原来,她会说话,那她当初为什么不和我说话。
“帮我……帮我把衣服脱下来……翅膀碰到布料很疼……”她的眼里含着泪水,恳求我道。
我是二十一世纪的人,对这种脱女性衣服的事情我还是能接受,并不是孔子的那种“非礼勿视”“男女有别”的顽固老旧思想。
我来到她身后,把她的衣服轻轻剥下来。
那是一个洁白如玉的后颈,皮肤非常的细腻白嫩,就像剥开的荔枝,当我把衣服褪到肩胛骨的时候,眼前的一切震惊了我,她的肩胛骨像是被刀子给生生割去了,疤痕有碗口这么大,坑洼不平,深褐色,像是一个蜈蚣嵌在了她的后背上,与其他地方白嫩的肌肤形成了鲜明的对比,有一种怪异的美。
而在这肩胛骨的疤痕上,长出了一对小小的翅膀,真的非常小,只有巴掌般大小,像蝉翼般透明,非常……可爱,我忍不住去碰,却听到了她的痛呼声,急忙把手缩回去。
翅膀生长并不痛苦,痛苦的是翅膀要在原来结痂的伤口处再次长出来一对翅膀。
“坏人为了防止我逃跑,他们把我的翅膀给剪掉了,不过我现在又要长出了一对翅膀,等着它长到足够强大的时候,它就可以带我离开这里。”那个女人在说这句话的时候眼里亮晶晶的,我知道,这亮晶晶的光芒叫做憧憬。
“可是你身上被锁着铁链。”我提醒道。
“到时候你把我的脚给砍掉吧!我一定要离开这里!”她的脸庞上带着不顾一切的坚毅。
人怎么会长翅膀?联想到她死后嘴里含着的小鱼儿,我有一个大胆的猜测。
天亮了起来,女人的翅膀也停止了疼痛,昏睡了过去,它那小小的翅膀不再折腾了,安安稳稳地贴在女人的背上,我把女人抱到了床上,让她侧躺着,小心翼翼地给她盖好被子。
至于那件全是血污的衣服,我给她洗干净,拧得很干。
在她睡醒了的时候,她的衣服已经干了,我把她的衣服给放在床头,她抱起来闻了又闻,高兴的像一个孩子:“上面有阳光的味道哩!”
她很喜欢阳光,在她看来,阳光就是自由。
“你是不是那种可以化作人形的鱼儿,那种长着翅膀可以救落水渔民的鱼儿?”我问道,王文先给我讲过,有一种鱼儿长着翅膀,脱水就能变成大美人。
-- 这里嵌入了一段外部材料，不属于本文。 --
PR #2679, opened 2020-04-28
CORE,RPC: Unified password manager modules logic

zlamalp:
- Added GenericPasswordManagerModule as default implementation
  for password manager logic replacing former implementation
  from inside of managePassword(), which was removed.
- Each outer API method to manage password now calls proper
  module / implementation.
- Method UsersManagerBl.getPasswordManagerModule() is now public
  and always returns module for namespace or generic implementation.
  If instantiation fails, then exception is thrown.
- Removed generateAccount() from UsersManagerImpl, it is now
  only in Bl, reusing bl method to get module.
- Removed long time deprecated createPassword() methods from all APIs.
- Removed unnecessary and incomplete javadoc from bl methods.

- Added createAlternativePassword() and deleteAlternativePassword()
  to PasswordManagerModule.
- Modified logic in UsersManagerBlImpl to use modules instead of
  shared manageAlternativePassword().
- Added generic implementation for alternative passwords inside
  GenericPasswordManagerModule.

- New Einfra/DusambaPasswordManagerModule and will pass necessary data as ENV
  variables for the new pwd manager script, avoiding STDIN.
- Both modules append their namespace after pwd manager script path, allowing custom
  implementation (unless its /bin/true). On deployment symlink or new script must be present.

### DIFF
--- a/perun-core/src/main/java/cz/metacentrum/perun/core/blImpl/UsersManagerBlImpl.java
+++ b/perun-core/src/main/java/cz/metacentrum/perun/core/blImpl/UsersManagerBlImpl.java
@@ -83,6 +83,7 @@ import cz.metacentrum.perun.core.bl.PerunBl;
 import cz.metacentrum.perun.core.bl.UsersManagerBl;
 import cz.metacentrum.perun.core.impl.PerunSessionImpl;
 import cz.metacentrum.perun.core.impl.Utils;
+import cz.metacentrum.perun.core.impl.modules.pwdmgr.GenericPasswordManagerModule;
 import cz.metacentrum.perun.core.implApi.UsersManagerImplApi;
 import cz.metacentrum.perun.core.implApi.modules.attributes.UserVirtualAttributesModuleImplApi;
 import cz.metacentrum.perun.core.implApi.modules.pwdmgr.PasswordManagerModule;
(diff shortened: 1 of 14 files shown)


perun-core/src/main/java/cz/metacentrum/perun/core/blImpl/UsersManagerBlImpl.java
```diff
@@ -2345,8 +2036,22 @@ public int getUsersCount(PerunSession sess) throws InternalErrorException {
...
 	}
 
-	private PasswordManagerModule getPasswordManagerModule(PerunSession session, String namespace) throws InternalErrorException {
-		return getUsersManagerImpl().getPasswordManagerModule(session, namespace);
+	@Override
+	public PasswordManagerModule getPasswordManagerModule(PerunSession session, String namespace) throws InternalErrorException {
+		PasswordManagerModule module = getUsersManagerImpl().getPasswordManagerModule(session, namespace);
+		if (module == null) {
+			log.info("Password manager module for '{}' not found. Loading 'generic' password manager module instead.", namespace);
+			module = getUsersManagerImpl().getPasswordManagerModule(session, "generic");
```
stavamichal, line 2044: I would use this String as constant.

PR #2685, opened 2020-05-04
removed limit on column ext_sources_attributes.attr_value

martin-kuba:
The value of ext_sources_attributes.attr_value may hold very large SQL texts, the original limit of 4000 bytes was too small. The changes:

估计是我的问题惹她不高兴了,她皱起了眉头,道:“这么多天的观察,我知道你是个好人,但是很多人类真是太坏了,他们利用我们的同情,来杀害我们……当我们灭绝的一刻,人类会遭报应的!”
“报应?什么报应?”我急忙问道,莫非跟远古病毒有关?
“坏事做多了就会有报应啊!”她从被窝里光溜溜地出来,理直气壮的说,原来是我敏感了,她说的报应是她认为的因果论。